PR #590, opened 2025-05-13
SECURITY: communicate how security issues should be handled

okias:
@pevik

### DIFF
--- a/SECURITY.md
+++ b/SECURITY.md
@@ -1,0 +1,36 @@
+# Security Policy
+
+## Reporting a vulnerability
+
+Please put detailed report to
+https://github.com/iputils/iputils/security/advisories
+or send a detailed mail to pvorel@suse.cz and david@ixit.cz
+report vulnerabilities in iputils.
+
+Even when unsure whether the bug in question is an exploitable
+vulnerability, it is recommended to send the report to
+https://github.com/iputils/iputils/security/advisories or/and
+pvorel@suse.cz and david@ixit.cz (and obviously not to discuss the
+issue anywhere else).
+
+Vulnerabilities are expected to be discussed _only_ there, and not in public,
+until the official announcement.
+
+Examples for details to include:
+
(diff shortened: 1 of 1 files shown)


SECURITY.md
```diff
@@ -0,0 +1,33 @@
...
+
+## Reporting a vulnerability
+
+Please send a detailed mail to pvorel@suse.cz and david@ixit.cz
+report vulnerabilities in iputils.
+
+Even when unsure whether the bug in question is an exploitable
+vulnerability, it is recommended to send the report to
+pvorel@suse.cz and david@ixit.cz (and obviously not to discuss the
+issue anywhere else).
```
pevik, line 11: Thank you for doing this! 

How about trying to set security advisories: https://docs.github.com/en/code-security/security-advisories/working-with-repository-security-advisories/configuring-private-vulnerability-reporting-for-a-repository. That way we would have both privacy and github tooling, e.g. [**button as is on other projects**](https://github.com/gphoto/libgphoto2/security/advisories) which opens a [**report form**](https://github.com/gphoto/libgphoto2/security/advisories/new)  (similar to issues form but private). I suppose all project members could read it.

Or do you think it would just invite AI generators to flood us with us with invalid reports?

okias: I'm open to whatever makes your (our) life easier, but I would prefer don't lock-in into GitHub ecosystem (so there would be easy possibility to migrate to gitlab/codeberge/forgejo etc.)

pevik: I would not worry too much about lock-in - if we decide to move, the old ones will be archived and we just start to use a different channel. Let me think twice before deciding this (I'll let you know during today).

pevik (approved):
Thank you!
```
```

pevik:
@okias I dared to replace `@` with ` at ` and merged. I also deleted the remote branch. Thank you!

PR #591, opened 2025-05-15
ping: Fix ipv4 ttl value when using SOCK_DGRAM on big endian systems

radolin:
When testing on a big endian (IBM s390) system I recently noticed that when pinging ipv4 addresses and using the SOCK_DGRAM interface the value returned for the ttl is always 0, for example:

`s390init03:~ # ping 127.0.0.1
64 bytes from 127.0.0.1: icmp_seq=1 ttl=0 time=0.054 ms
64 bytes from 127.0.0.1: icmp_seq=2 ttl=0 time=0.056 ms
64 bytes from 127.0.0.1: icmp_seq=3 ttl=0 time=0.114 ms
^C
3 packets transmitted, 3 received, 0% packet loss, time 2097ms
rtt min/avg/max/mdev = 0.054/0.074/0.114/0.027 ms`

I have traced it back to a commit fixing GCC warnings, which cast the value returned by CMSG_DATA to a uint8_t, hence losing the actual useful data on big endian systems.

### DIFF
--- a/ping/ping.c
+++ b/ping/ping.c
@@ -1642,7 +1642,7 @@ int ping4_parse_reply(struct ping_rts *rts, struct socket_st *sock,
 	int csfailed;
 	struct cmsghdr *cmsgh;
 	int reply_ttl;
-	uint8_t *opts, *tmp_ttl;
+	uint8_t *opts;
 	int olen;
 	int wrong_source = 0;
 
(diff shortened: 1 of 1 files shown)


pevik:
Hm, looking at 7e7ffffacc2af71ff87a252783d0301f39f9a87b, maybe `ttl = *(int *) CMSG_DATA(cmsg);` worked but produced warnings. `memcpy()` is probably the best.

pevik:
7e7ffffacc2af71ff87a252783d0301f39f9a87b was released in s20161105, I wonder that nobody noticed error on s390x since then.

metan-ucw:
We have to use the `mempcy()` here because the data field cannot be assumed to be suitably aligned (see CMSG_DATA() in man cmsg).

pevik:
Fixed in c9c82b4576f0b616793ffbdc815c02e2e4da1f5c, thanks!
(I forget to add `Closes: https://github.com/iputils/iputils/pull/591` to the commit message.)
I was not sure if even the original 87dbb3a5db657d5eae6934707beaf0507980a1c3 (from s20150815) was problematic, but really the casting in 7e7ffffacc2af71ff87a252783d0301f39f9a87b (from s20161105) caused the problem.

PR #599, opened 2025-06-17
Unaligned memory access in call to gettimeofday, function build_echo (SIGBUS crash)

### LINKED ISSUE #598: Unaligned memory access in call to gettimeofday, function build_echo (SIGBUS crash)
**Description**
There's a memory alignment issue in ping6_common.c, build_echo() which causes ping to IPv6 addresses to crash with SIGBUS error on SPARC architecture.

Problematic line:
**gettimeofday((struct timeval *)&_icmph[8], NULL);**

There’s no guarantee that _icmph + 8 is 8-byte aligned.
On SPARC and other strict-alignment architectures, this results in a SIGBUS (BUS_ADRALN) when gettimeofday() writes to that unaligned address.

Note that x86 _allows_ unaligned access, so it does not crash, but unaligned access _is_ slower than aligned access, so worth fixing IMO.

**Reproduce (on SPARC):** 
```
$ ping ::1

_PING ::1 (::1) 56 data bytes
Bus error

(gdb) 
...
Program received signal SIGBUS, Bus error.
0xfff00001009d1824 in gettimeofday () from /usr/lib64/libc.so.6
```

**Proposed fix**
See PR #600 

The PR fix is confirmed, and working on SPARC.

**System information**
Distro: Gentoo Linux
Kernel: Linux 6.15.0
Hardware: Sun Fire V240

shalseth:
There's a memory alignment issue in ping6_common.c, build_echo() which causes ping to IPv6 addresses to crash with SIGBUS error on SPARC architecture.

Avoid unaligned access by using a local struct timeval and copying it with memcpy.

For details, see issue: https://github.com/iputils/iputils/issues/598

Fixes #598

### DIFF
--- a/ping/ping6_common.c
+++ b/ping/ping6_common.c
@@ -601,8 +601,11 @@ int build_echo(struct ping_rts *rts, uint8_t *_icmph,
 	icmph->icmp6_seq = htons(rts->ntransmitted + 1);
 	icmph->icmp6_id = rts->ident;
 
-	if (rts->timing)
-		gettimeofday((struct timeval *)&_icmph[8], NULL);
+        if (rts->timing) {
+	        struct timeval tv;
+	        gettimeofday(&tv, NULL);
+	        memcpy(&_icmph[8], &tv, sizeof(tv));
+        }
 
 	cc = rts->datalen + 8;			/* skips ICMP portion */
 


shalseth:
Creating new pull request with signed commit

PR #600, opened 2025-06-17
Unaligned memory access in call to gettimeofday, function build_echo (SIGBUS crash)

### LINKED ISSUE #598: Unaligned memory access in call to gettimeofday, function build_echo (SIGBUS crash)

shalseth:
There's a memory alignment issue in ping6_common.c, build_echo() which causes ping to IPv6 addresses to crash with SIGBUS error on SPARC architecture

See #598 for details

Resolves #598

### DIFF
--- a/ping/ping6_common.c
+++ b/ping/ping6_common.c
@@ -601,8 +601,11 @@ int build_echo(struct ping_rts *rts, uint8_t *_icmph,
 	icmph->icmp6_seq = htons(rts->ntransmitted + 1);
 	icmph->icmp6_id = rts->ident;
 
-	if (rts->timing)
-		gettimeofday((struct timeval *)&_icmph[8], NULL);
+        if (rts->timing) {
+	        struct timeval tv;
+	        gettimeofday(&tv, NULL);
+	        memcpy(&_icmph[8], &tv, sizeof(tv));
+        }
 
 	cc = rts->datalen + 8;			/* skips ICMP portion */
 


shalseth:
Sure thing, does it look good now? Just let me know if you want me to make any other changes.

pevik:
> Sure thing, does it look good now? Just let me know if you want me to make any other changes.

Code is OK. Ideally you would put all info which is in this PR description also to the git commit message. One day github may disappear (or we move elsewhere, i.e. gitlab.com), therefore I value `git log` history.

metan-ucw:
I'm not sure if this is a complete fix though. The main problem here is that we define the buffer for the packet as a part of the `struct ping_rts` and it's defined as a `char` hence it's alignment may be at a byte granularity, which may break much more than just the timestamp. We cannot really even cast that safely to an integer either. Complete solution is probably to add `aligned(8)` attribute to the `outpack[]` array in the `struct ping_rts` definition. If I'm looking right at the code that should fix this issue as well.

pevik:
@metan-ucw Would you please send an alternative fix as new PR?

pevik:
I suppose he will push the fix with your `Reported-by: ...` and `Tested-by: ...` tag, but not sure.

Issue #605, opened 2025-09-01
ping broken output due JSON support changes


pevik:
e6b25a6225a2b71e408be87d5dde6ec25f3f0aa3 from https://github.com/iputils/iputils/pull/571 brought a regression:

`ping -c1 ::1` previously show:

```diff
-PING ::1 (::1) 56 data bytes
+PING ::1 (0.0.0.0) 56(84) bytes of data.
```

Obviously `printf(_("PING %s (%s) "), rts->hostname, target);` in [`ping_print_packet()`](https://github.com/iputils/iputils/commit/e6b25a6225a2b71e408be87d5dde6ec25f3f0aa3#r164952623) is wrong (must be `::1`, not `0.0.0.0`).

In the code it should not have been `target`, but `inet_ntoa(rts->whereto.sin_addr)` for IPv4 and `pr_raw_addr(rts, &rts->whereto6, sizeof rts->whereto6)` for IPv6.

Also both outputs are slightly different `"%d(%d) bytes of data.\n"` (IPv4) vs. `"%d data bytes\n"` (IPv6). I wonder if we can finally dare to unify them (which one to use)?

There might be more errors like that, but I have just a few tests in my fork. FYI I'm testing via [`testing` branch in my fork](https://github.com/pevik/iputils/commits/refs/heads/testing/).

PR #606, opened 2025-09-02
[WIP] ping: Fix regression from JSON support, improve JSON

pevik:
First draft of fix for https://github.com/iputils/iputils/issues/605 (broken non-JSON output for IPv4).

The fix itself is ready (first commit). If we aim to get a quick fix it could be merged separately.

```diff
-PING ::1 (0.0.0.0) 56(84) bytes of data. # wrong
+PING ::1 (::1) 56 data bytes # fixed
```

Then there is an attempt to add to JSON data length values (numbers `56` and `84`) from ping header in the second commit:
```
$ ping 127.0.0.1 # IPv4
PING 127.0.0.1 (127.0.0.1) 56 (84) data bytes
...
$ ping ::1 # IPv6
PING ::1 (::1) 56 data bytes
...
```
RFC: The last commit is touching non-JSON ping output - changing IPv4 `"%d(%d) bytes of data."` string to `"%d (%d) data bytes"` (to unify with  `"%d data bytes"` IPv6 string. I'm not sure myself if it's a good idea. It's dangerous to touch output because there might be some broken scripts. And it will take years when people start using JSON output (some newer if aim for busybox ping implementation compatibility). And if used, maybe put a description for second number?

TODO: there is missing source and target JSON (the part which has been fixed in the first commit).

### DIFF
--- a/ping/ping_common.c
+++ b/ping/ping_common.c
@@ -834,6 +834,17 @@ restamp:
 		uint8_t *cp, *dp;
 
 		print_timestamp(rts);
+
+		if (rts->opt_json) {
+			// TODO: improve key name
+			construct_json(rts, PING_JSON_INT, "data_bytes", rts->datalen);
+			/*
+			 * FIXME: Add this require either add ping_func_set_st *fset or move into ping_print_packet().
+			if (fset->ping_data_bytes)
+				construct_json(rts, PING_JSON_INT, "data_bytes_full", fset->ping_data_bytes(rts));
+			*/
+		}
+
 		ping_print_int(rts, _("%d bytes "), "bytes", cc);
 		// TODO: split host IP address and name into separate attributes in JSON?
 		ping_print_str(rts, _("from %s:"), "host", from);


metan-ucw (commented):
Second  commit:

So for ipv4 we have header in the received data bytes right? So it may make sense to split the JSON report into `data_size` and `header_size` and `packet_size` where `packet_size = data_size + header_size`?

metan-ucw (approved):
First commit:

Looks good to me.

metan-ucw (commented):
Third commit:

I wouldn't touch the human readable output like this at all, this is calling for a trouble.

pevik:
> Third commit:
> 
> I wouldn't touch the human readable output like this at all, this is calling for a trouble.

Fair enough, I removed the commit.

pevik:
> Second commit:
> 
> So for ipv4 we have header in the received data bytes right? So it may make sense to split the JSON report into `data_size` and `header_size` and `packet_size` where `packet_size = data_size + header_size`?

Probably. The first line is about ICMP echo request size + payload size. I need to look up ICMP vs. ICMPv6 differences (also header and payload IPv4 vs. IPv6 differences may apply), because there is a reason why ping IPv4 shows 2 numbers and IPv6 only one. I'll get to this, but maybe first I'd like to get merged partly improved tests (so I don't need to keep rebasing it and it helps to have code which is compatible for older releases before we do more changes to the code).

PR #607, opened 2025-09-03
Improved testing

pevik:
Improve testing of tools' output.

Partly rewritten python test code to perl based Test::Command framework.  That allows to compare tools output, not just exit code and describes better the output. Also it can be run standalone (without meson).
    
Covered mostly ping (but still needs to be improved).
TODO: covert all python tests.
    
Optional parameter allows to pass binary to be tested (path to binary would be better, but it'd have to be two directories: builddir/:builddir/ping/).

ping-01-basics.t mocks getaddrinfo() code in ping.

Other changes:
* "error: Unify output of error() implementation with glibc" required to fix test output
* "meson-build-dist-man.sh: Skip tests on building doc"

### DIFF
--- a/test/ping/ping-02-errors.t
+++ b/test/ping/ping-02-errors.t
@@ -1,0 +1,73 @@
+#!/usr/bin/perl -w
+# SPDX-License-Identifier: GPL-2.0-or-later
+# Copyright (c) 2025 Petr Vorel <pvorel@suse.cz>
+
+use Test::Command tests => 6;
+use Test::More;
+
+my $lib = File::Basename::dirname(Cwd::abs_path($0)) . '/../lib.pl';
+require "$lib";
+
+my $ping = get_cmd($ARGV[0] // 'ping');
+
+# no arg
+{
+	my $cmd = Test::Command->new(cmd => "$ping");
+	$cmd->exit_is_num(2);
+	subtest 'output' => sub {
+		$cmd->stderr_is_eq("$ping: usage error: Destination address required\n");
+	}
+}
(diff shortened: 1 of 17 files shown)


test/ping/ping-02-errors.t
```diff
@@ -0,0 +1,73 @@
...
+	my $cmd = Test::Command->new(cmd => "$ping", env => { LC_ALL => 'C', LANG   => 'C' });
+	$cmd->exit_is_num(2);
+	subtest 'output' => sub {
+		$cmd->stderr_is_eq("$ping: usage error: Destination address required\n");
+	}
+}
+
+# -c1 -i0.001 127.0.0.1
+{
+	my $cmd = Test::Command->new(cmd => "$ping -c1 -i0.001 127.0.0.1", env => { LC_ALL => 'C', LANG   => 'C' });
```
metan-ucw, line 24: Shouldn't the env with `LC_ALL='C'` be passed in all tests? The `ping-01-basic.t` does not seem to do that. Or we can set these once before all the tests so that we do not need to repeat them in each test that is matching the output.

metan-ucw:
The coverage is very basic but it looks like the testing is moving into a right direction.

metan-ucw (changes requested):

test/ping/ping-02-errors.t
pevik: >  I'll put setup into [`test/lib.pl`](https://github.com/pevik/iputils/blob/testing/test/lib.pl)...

************

◆ What to produce: Where a line above includes "been", copy that line.

◆ Solution:
In the code it should not have been `target`, but `inet_ntoa(rts->whereto.sin_addr)` for IPv4 and `pr_raw_addr(rts, &rts->whereto6, sizeof rts->whereto6)` for IPv6.
TODO: there is missing source and target JSON (the part which has been fixed in the first commit).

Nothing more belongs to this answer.